Go through the records and give the number of lines that include "parent", with nothing else.

☆ ☆ ☆ ☆ ☆ ☆ ☆

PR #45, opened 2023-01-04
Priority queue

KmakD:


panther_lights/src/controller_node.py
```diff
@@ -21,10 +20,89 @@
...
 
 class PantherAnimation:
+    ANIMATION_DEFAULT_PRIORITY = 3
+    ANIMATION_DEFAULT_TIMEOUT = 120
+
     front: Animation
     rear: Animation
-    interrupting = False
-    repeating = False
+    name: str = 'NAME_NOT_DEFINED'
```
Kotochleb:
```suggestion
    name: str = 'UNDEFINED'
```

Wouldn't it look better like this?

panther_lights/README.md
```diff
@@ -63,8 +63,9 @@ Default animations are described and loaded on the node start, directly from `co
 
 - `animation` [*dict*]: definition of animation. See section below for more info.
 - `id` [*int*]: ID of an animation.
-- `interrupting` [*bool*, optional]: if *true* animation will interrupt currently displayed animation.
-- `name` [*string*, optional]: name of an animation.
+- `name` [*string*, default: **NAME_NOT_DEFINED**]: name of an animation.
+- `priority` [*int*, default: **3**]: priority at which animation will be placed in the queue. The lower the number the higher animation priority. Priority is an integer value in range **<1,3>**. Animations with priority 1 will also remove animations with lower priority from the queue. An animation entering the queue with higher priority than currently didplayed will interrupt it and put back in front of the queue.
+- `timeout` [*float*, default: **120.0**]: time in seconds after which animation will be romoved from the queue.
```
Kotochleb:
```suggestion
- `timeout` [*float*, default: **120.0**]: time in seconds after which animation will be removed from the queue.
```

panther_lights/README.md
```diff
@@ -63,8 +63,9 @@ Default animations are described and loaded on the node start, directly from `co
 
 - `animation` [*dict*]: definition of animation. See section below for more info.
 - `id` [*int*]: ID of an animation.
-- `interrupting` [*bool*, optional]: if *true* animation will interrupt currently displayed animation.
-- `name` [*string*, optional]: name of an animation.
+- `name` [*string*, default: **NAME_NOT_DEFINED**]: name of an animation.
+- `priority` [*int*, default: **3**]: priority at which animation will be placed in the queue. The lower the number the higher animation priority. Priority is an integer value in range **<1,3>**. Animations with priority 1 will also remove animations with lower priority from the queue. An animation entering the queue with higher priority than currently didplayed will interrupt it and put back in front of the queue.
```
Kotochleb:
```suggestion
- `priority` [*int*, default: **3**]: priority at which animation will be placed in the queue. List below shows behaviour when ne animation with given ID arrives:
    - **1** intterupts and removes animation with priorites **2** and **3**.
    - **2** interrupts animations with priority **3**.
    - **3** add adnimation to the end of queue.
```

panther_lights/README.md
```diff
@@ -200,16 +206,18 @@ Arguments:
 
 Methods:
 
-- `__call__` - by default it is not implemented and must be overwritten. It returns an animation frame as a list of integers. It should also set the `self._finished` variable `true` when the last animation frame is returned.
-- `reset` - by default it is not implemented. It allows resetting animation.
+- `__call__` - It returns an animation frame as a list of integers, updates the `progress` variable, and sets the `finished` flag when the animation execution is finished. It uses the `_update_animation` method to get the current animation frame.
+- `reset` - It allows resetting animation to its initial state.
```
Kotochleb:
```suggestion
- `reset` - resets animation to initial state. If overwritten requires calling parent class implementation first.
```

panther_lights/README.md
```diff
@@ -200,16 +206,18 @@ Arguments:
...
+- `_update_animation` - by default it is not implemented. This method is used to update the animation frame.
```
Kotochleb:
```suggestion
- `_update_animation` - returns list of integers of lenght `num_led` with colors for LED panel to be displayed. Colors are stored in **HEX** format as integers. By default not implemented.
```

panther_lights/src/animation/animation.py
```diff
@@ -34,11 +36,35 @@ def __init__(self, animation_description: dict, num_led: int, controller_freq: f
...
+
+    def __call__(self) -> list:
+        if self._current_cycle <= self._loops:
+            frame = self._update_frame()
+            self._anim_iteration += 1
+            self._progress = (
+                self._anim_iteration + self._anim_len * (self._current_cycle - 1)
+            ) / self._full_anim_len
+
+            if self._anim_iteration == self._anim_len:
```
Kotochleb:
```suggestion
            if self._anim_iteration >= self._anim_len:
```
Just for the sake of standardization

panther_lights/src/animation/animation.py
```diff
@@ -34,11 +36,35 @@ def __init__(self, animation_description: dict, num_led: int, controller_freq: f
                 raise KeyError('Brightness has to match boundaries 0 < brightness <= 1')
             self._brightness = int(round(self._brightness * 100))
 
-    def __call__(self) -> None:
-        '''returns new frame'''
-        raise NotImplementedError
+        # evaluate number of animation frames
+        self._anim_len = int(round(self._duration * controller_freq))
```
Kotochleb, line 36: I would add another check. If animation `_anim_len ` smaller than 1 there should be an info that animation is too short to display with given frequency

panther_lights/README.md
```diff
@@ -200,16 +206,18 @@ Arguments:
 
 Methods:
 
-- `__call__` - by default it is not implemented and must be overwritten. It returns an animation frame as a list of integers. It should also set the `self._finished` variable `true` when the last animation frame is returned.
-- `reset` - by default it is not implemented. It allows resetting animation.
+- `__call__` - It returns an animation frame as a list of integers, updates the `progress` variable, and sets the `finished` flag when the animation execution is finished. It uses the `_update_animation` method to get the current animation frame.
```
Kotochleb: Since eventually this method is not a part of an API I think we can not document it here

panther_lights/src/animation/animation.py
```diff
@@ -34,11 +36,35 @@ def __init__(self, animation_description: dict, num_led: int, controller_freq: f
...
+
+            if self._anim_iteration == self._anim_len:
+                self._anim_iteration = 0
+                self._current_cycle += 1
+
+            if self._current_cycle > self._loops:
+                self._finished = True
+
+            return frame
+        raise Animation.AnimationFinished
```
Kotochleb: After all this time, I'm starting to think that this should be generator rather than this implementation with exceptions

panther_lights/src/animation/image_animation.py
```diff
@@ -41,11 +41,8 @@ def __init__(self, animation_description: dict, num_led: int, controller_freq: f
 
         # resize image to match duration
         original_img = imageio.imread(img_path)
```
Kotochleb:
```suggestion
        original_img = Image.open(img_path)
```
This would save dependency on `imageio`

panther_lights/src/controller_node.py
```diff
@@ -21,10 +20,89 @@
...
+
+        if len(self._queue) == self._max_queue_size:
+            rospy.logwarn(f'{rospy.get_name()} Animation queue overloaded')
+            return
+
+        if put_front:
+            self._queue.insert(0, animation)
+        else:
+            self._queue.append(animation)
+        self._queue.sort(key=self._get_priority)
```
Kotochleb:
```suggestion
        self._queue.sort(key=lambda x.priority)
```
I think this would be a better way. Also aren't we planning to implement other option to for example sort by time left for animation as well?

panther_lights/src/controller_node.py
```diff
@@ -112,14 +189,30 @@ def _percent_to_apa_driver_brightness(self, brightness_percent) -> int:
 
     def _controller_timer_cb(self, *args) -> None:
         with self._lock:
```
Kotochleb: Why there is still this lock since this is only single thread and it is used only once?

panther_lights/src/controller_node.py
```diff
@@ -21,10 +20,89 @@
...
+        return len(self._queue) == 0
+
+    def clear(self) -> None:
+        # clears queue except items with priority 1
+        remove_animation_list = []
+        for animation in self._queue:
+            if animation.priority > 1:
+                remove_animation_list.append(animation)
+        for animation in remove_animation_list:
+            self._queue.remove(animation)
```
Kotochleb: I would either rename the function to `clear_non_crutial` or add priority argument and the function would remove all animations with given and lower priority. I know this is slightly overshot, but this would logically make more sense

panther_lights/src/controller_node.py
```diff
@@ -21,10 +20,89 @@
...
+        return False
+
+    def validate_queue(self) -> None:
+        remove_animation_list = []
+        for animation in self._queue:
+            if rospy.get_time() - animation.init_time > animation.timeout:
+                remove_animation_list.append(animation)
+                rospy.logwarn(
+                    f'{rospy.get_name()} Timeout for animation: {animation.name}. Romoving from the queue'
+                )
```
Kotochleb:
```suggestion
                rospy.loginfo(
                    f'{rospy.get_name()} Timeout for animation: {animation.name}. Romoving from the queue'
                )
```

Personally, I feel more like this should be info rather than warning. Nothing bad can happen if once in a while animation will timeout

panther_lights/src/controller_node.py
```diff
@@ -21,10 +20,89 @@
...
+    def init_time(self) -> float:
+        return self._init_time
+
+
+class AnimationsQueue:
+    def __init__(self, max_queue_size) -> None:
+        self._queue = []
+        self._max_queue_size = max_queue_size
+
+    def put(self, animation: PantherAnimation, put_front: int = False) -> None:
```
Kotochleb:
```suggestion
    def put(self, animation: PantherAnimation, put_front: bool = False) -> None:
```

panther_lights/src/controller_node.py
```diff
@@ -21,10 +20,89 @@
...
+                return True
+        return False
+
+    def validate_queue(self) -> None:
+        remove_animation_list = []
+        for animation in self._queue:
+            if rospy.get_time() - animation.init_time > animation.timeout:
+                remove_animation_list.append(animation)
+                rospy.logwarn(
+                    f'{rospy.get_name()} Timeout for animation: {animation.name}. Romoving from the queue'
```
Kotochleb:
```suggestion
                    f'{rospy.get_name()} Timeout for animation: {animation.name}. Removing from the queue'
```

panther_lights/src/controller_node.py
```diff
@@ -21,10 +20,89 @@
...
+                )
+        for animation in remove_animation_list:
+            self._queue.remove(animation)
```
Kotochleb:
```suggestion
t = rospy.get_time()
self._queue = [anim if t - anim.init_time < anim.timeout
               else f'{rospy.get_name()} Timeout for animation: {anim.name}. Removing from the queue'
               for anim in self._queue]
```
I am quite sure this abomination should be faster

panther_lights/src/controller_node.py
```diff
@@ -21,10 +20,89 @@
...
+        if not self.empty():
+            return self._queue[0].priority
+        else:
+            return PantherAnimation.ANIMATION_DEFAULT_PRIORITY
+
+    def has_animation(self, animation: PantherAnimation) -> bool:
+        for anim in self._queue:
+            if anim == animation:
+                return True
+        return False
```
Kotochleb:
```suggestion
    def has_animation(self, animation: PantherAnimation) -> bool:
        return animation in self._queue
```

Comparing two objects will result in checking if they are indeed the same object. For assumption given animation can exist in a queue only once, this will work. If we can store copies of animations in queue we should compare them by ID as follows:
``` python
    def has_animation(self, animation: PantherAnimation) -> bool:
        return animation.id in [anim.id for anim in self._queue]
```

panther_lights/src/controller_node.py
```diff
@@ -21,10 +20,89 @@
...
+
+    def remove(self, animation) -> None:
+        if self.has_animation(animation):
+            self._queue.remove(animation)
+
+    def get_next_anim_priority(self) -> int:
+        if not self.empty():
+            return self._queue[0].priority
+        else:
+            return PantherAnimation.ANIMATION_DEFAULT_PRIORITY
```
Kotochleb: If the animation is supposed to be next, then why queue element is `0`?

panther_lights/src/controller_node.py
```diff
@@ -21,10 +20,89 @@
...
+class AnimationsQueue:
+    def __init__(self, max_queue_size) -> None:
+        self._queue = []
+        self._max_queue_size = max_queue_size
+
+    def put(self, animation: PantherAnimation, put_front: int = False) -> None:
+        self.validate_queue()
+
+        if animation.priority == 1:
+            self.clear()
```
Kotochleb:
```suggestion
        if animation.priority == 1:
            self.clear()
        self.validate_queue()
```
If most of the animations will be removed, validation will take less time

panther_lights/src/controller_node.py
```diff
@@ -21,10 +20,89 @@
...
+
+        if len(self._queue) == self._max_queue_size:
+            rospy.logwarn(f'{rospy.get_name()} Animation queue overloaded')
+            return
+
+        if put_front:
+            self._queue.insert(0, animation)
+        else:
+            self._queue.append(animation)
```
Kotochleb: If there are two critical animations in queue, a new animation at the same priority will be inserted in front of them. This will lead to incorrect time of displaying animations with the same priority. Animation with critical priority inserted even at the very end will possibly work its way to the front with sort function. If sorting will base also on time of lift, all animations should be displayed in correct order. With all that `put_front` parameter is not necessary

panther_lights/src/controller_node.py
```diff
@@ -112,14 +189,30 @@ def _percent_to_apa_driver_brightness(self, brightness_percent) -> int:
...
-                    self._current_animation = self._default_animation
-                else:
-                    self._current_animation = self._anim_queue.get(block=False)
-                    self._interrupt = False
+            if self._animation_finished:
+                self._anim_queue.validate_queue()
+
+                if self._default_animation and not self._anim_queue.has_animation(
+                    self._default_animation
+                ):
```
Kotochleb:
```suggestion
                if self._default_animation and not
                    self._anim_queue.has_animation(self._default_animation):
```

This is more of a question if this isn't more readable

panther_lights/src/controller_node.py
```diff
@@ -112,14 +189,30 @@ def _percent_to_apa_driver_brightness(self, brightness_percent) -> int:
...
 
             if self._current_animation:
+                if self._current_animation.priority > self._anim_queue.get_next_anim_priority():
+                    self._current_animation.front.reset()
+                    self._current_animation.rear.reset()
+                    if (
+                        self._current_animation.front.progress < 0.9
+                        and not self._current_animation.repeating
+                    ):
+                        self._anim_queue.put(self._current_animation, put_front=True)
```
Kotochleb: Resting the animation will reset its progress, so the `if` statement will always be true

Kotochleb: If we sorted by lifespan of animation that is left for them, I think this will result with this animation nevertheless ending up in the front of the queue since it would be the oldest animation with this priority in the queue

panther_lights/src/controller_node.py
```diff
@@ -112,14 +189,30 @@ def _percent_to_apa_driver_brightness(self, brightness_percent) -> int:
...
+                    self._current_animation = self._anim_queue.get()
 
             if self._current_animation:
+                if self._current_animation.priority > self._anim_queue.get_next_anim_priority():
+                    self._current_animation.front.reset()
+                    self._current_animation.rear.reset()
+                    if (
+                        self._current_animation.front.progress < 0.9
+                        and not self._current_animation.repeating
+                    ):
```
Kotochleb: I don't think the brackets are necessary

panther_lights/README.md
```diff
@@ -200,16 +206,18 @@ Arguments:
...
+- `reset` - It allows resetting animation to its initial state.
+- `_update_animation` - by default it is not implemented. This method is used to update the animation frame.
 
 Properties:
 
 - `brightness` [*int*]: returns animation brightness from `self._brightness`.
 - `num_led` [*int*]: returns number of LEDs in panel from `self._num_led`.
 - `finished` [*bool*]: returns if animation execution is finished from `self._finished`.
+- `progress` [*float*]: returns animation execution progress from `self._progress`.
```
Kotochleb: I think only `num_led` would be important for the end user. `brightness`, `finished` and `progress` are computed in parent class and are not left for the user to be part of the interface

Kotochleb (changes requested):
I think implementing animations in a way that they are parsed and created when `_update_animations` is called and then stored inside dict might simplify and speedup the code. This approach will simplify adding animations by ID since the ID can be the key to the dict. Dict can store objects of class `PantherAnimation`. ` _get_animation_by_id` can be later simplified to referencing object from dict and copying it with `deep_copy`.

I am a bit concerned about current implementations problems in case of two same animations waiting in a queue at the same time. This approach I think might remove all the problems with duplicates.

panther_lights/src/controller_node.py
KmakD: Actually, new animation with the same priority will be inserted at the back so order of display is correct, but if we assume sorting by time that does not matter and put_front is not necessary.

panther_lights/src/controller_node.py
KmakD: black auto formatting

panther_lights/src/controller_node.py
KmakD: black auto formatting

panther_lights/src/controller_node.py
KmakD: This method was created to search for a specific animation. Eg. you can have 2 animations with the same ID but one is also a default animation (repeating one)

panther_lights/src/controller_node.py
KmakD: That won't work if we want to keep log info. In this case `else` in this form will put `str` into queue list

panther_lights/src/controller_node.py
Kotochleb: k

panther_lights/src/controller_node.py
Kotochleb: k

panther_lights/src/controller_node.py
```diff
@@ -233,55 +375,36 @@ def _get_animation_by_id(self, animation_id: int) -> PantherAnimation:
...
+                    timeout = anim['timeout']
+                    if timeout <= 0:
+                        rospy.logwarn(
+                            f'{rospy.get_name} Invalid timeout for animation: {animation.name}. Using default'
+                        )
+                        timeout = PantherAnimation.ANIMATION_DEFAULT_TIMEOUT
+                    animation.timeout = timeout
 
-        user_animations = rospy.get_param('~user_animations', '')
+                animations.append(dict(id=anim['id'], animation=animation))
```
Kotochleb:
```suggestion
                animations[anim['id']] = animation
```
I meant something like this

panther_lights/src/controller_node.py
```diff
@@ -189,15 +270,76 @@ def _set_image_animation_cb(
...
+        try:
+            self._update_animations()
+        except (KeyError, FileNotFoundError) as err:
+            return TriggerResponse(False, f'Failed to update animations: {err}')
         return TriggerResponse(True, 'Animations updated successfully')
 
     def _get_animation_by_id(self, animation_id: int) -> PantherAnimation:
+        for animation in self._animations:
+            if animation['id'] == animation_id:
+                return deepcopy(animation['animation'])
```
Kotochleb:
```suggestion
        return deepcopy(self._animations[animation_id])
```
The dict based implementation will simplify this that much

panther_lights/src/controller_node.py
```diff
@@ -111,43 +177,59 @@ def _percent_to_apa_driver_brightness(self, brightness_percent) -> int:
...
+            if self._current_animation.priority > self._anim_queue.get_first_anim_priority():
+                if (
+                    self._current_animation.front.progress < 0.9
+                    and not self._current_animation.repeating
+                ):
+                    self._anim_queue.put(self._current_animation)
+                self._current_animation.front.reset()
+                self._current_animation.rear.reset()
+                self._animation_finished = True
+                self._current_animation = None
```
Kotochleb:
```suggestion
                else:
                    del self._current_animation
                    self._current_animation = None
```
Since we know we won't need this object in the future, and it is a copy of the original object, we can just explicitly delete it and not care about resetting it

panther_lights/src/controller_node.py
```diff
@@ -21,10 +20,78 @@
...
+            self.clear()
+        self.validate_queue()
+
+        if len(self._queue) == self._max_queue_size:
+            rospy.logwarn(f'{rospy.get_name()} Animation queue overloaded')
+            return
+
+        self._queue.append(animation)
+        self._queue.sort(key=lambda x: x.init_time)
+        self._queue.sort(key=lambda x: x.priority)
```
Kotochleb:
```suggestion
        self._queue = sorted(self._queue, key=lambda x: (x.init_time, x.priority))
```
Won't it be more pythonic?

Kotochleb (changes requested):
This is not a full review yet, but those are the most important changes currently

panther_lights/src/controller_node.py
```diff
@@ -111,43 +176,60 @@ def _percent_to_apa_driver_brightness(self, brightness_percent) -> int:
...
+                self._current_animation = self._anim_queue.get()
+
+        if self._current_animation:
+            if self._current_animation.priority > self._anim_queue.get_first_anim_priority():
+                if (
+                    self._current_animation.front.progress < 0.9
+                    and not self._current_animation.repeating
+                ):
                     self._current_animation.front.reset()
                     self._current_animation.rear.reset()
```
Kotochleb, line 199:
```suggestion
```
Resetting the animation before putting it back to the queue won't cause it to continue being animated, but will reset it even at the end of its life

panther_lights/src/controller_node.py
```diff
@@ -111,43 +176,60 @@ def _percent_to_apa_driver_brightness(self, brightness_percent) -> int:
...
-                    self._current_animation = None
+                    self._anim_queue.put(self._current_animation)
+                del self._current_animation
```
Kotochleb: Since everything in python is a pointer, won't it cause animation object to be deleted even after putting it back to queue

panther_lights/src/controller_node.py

☆ ☆ ☆ ☆ ☆ ☆ ☆

- Answer to the exercise -
2